> **Material supplied**
Issue #788, opened 2015-12-20
Django >= 1.8 ; Deprecated OptParser usage ArgParse; Warnings on running runserver_plus


sudheesh001:
Running `runserver_plus` with `Werkzeug` debugger throws the following warning with the latest Django

```
RemovedInDjango110Warning: OptionParser usage for Django management commands is deprecated, use ArgumentParser instead
  RemovedInDjango110Warning)
```

Looks like this is happening because of the usage of `*args` and `**options`,  See the changed in 1.8 which says https://docs.djangoproject.com/en/1.9/howto/custom-management-commands/#module-django.core.management
```
Changed in Django 1.8:
Before Django 1.8, management commands were based on the optparse module, and positional 
arguments were passed in *args while optional arguments were passed in **options. Now that 
management commands use argparse for argument parsing, all arguments are passed in **options 
by default, unless you name your positional arguments to args (compatibility mode). You are 
encouraged to exclusively use **options for new commands.
```

nehemiahjacob:
+1

thecardcheat:
Please see my #804.

thecardcheat:
#804 should close this.

timgraham:
`runscript` is still using `optparse`, and I'm not sure how to convert the `vararg_callback` part of it. Here's a start:
```diff
diff --git a/django_extensions/management/commands/runscript.py b/django_extensions/management/commands/runscript.py
index f7c01f0..a14b1a4 100644
--- a/django_extensions/management/commands/runscript.py
+++ b/django_extensions/management/commands/runscript.py
@@ -1,8 +1,8 @@
 # coding=utf-8
+import argparse
 import importlib
 import sys
 import traceback
-from optparse import make_option
 
 from django.apps import apps
 
@@ -11,39 +11,36 @@ from django_extensions.management.email_notifications import \
 from django_extensions.management.utils import signalcommand
 
 
-def vararg_callback(option, opt_str, opt_value, parser):
-    parser.rargs.insert(0, opt_value)
-    value = []
-    for arg in parser.rargs:
-        # stop on --foo like options
-        if arg[:2] == "--" and len(arg) > 2:
-            break
-        # stop on -a like options
-        if arg[:1] == "-":
-            break
-        value.append(arg)
+class VarArgCallback(argparse.Action):
 
-    del parser.rargs[:len(value)]
-    setattr(parser.values, option.dest, value)
+    def __call__(self, parser, namespace, values, option_string=None):
[...]

Issue #796, opened 2016-01-03
Tests fail for Django 1.9


brianmay:
```
I: pybuild base:184: python2.7 /usr/bin/py.test
/usr/lib/python2.7/dist-packages/django/db/models/fields/subclassing.py:22: RemovedInDjango110Warning: SubfieldBase has been deprecated. Use Field.from_db_value instead.
  RemovedInDjango110Warning)

============================= test session starts ==============================
platform linux2 -- Python 2.7.11, pytest-2.8.5, py-1.4.31, pluggy-0.3.1
rootdir: /«PKGBUILDDIR», inifile: setup.cfg
plugins: cov-2.2.0, django-2.9.1
collected 67 items

tests/test_autoslug_fields.py .........
tests/test_clean_pyc.py ...
tests/test_compile_pyc.py ..
tests/test_dumpscript.py ....
tests/test_encrypted_fields.py ssssssss
tests/test_json_field.py FFF
tests/test_management_command.py .....
tests/test_models.py ......
tests/test_randomchar_field.py ..........
tests/test_runscript.py ..
tests/test_shortuuid_field.py ....
tests/test_templatetags.py ..
tests/test_utils.py ....
tests/test_uuid_field.py .....

=================================== FAILURES ===================================
_____________________ JsonFieldTest.test_char_field_create _____________________

self = <tests.test_json_field.JsonFieldTest testMethod=test_char_field_create>

    def test_char_field_create(self):
>       j = JSONFieldTestModel.objects.create(a=6, j_field=dict(foo='bar'))

tests/test_json_field.py:8: 
_ _ _ _ _ _ _ _ _ _ _ _ _ _ _ _ _ _ _ _ _ _ _ _ _ _ _ _ _ _ _ _ _ _ _ _ _ _ _ _ 
/usr/lib/python2.7/dist-packages/django/db/models/manager.py:122: in manager_method
    return getattr(self.get_queryset(), name)(*args, **kwargs)
/usr/lib/python2.7/dist-packages/django/db/models/query.py:401: in create
    obj.save(force_insert=True, using=self.db)
/usr/lib/python2.7/dist-packages/django/db/models/base.py:700: in save
    force_update=force_update, update_fields=update_fields)
/usr/lib/python2.7/dist-packages/django/db/models/base.py:728: in save_base
    updated = self._save_table(raw, cls, force_insert, force_update, using, update_fields)
[...]

PR #804, opened 2016-01-15
Transition command files to argparse compatibility.

thecardcheat:
Issue #788.

I wanted feedback on this patch regarding a few things before putting more time in:

1) Are you cool with this method? This seems a lot more sensible to me than maintaining two argument lists in every management command file. It seems that BaseCommand simply uses the presence of an option_list to determine what course to take.

2) In my _extremely_ brief testing, everything seemed kosher in 1.9.1 and 1.7.11 using actual types for the type kwarg in optparse (e.g. the indent arg in print_settings; this is what argparse wants), despite the optparse doc only mentioning strings. Anyone know the deal here? Please point out any major pitfalls you see that I might have missed.


thecardcheat:
Also for clarity because I allowed the pull request title to be misleading, my intent was to do this project-wide - I just wanted initial feedback.

trbs:
Yes, I think this is a clean way of doing it. It's very nice that we can use the ```def add_arguments``` everywhere and still be backwards compatible. Also removing this code in the future will be straight forward.

I think we can deal with any pitfall that might arise. Also Django 1.7 is now officially unsupported since 1 December 2015. So we don't have to be super strict about supporting it, although I always like it when we can be friendly to previous versions :)

Please update the patch and I will merge it in.
Thanks for your work on this !

thecardcheat:
I think that about covers it. I am guessing that those 1.9 failures relate to #796? If you can think of anything else that will help this particular PR, let me know. Also, added myself to AUTHORS because I stumbled across it and could not find directions for/against it.

trbs:
Thanks ! Yeah the 1.9 failures are related to our ```JSONField``` most important for that is to have a patch that works and not breaks anything :) Regretfully I do not have the time currently to really dive into the patches and work out what exactly is happening there, what changes and what a correct patch should look like... then the next best thing is having it heavily tested by users...

EduardoCastanho:
hi ! 
I am using the github master version to run this command :
`python manage.py graph_models -a -g -o my_project_visualized.png `

But i am getting the folling error:
```
`Traceback (most recent call last):
  File "manage.py", line 28, in <module>
    execute_from_command_line(sys.argv)
  File "/home/vagrant/.venvs/geosea/local/lib/python2.7/site-packages/django/core/management/__init__.py", line 353, in execute_from_command_line
    utility.execute()
  File "/home/vagrant/.venvs/geosea/local/lib/python2.7/site-packages/django/core/management/__init__.py", line 345, in execute
    self.fetch_command(subcommand).run_from_argv(self.argv)
  File "/home/vagrant/.venvs/geosea/local/lib/python2.7/site-packages/django/core/management/base.py", line 348, in run_from_argv
    self.execute(*args, **cmd_options)
  File "/home/vagrant/.venvs/geosea/local/lib/python2.7/site-packages/django/core/management/base.py", line 399, in execute
    output = self.handle(*args, **options)
  File "/home/vagrant/django-extensions/django_extensions/management/utils.py", line 58, in inner
    ret = func(self, *args, **kwargs)
  File "/home/vagrant/django-extensions/django_extensions/management/commands/graph_models.py", line 91, in handle
    self.options_from_settings(options)
  File "/home/vagrant/django-extensions/django_extensions/management/commands/graph_models.py", line 120, in options_from_settings
    for option in self.graph_models_options:
AttributeError: 'Command' object has no attribute 'graph_models_options'
```

I check the code  and it seems to me that the method 'options_from_settings()' was forgotten in the solution to this issue.

Can you check this ?

Thanks

thecardcheat:
Thanks for report. I have opened #835.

> **Problem requirements**
Reproduce the whole listing word for word.

> **Solution**
Issue #788, opened 2015-12-20
Django >= 1.8 ; Deprecated OptParser usage ArgParse; Warnings on running runserver_plus


sudheesh001:
Running `runserver_plus` with `Werkzeug` debugger throws the following warning with the latest Django

```
RemovedInDjango110Warning: OptionParser usage for Django management commands is deprecated, use ArgumentParser instead
  RemovedInDjango110Warning)
```

Looks like this is happening because of the usage of `*args` and `**options`,  See the changed in 1.8 which says https://docs.djangoproject.com/en/1.9/howto/custom-management-commands/#module-django.core.management
```
Changed in Django 1.8:
Before Django 1.8, management commands were based on the optparse module, and positional 
arguments were passed in *args while optional arguments were passed in **options. Now that 
management commands use argparse for argument parsing, all arguments are passed in **options 
by default, unless you name your positional arguments to args (compatibility mode). You are 
encouraged to exclusively use **options for new commands.
```

nehemiahjacob:
+1

thecardcheat:
Please see my #804.

thecardcheat:
#804 should close this.

timgraham:
`runscript` is still using `optparse`, and I'm not sure how to convert the `vararg_callback` part of it. Here's a start:
```diff
diff --git a/django_extensions/management/commands/runscript.py b/django_extensions/management/commands/runscript.py
index f7c01f0..a14b1a4 100644
--- a/django_extensions/management/commands/runscript.py
+++ b/django_extensions/management/commands/runscript.py
@@ -1,8 +1,8 @@
 # coding=utf-8
+import argparse
 import importlib
 import sys
 import traceback
-from optparse import make_option
 
 from django.apps import apps
 
@@ -11,39 +11,36 @@ from django_extensions.management.email_notifications import \
 from django_extensions.management.utils import signalcommand
 
 
-def vararg_callback(option, opt_str, opt_value, parser):
-    parser.rargs.insert(0, opt_value)
-    value = []
-    for arg in parser.rargs:
-        # stop on --foo like options
-        if arg[:2] == "--" and len(arg) > 2:
-            break
-        # stop on -a like options
-        if arg[:1] == "-":
-            break
-        value.append(arg)
+class VarArgCallback(argparse.Action):
 
-    del parser.rargs[:len(value)]
-    setattr(parser.values, option.dest, value)
+    def __call__(self, parser, namespace, values, option_string=None):
[...]

Issue #796, opened 2016-01-03
Tests fail for Django 1.9


brianmay:
```
I: pybuild base:184: python2.7 /usr/bin/py.test
/usr/lib/python2.7/dist-packages/django/db/models/fields/subclassing.py:22: RemovedInDjango110Warning: SubfieldBase has been deprecated. Use Field.from_db_value instead.
  RemovedInDjango110Warning)

============================= test session starts ==============================
platform linux2 -- Python 2.7.11, pytest-2.8.5, py-1.4.31, pluggy-0.3.1
rootdir: /«PKGBUILDDIR», inifile: setup.cfg
plugins: cov-2.2.0, django-2.9.1
collected 67 items

tests/test_autoslug_fields.py .........
tests/test_clean_pyc.py ...
tests/test_compile_pyc.py ..
tests/test_dumpscript.py ....
tests/test_encrypted_fields.py ssssssss
tests/test_json_field.py FFF
tests/test_management_command.py .....
tests/test_models.py ......
tests/test_randomchar_field.py ..........
tests/test_runscript.py ..
tests/test_shortuuid_field.py ....
tests/test_templatetags.py ..
tests/test_utils.py ....
tests/test_uuid_field.py .....

=================================== FAILURES ===================================
_____________________ JsonFieldTest.test_char_field_create _____________________

self = <tests.test_json_field.JsonFieldTest testMethod=test_char_field_create>

    def test_char_field_create(self):
>       j = JSONFieldTestModel.objects.create(a=6, j_field=dict(foo='bar'))

tests/test_json_field.py:8: 
_ _ _ _ _ _ _ _ _ _ _ _ _ _ _ _ _ _ _ _ _ _ _ _ _ _ _ _ _ _ _ _ _ _ _ _ _ _ _ _ 
/usr/lib/python2.7/dist-packages/django/db/models/manager.py:122: in manager_method
    return getattr(self.get_queryset(), name)(*args, **kwargs)
/usr/lib/python2.7/dist-packages/django/db/models/query.py:401: in create
    obj.save(force_insert=True, using=self.db)
/usr/lib/python2.7/dist-packages/django/db/models/base.py:700: in save
    force_update=force_update, update_fields=update_fields)
/usr/lib/python2.7/dist-packages/django/db/models/base.py:728: in save_base
    updated = self._save_table(raw, cls, force_insert, force_update, using, update_fields)
[...]

PR #804, opened 2016-01-15
Transition command files to argparse compatibility.

thecardcheat:
Issue #788.

I wanted feedback on this patch regarding a few things before putting more time in:

1) Are you cool with this method? This seems a lot more sensible to me than maintaining two argument lists in every management command file. It seems that BaseCommand simply uses the presence of an option_list to determine what course to take.

2) In my _extremely_ brief testing, everything seemed kosher in 1.9.1 and 1.7.11 using actual types for the type kwarg in optparse (e.g. the indent arg in print_settings; this is what argparse wants), despite the optparse doc only mentioning strings. Anyone know the deal here? Please point out any major pitfalls you see that I might have missed.


thecardcheat:
Also for clarity because I allowed the pull request title to be misleading, my intent was to do this project-wide - I just wanted initial feedback.

trbs:
Yes, I think this is a clean way of doing it. It's very nice that we can use the ```def add_arguments``` everywhere and still be backwards compatible. Also removing this code in the future will be straight forward.

I think we can deal with any pitfall that might arise. Also Django 1.7 is now officially unsupported since 1 December 2015. So we don't have to be super strict about supporting it, although I always like it when we can be friendly to previous versions :)

Please update the patch and I will merge it in.
Thanks for your work on this !

thecardcheat:
I think that about covers it. I am guessing that those 1.9 failures relate to #796? If you can think of anything else that will help this particular PR, let me know. Also, added myself to AUTHORS because I stumbled across it and could not find directions for/against it.

trbs:
Thanks ! Yeah the 1.9 failures are related to our ```JSONField``` most important for that is to have a patch that works and not breaks anything :) Regretfully I do not have the time currently to really dive into the patches and work out what exactly is happening there, what changes and what a correct patch should look like... then the next best thing is having it heavily tested by users...

EduardoCastanho:
hi ! 
I am using the github master version to run this command :
`python manage.py graph_models -a -g -o my_project_visualized.png `

But i am getting the folling error:
```
`Traceback (most recent call last):
  File "manage.py", line 28, in <module>
    execute_from_command_line(sys.argv)
  File "/home/vagrant/.venvs/geosea/local/lib/python2.7/site-packages/django/core/management/__init__.py", line 353, in execute_from_command_line
    utility.execute()
  File "/home/vagrant/.venvs/geosea/local/lib/python2.7/site-packages/django/core/management/__init__.py", line 345, in execute
    self.fetch_command(subcommand).run_from_argv(self.argv)
  File "/home/vagrant/.venvs/geosea/local/lib/python2.7/site-packages/django/core/management/base.py", line 348, in run_from_argv
    self.execute(*args, **cmd_options)
  File "/home/vagrant/.venvs/geosea/local/lib/python2.7/site-packages/django/core/management/base.py", line 399, in execute
    output = self.handle(*args, **options)
  File "/home/vagrant/django-extensions/django_extensions/management/utils.py", line 58, in inner
    ret = func(self, *args, **kwargs)
  File "/home/vagrant/django-extensions/django_extensions/management/commands/graph_models.py", line 91, in handle
    self.options_from_settings(options)
  File "/home/vagrant/django-extensions/django_extensions/management/commands/graph_models.py", line 120, in options_from_settings
    for option in self.graph_models_options:
AttributeError: 'Command' object has no attribute 'graph_models_options'
```

I check the code  and it seems to me that the method 'options_from_settings()' was forgotten in the solution to this issue.

Can you check this ?

Thanks

thecardcheat:
Thanks for report. I have opened #835.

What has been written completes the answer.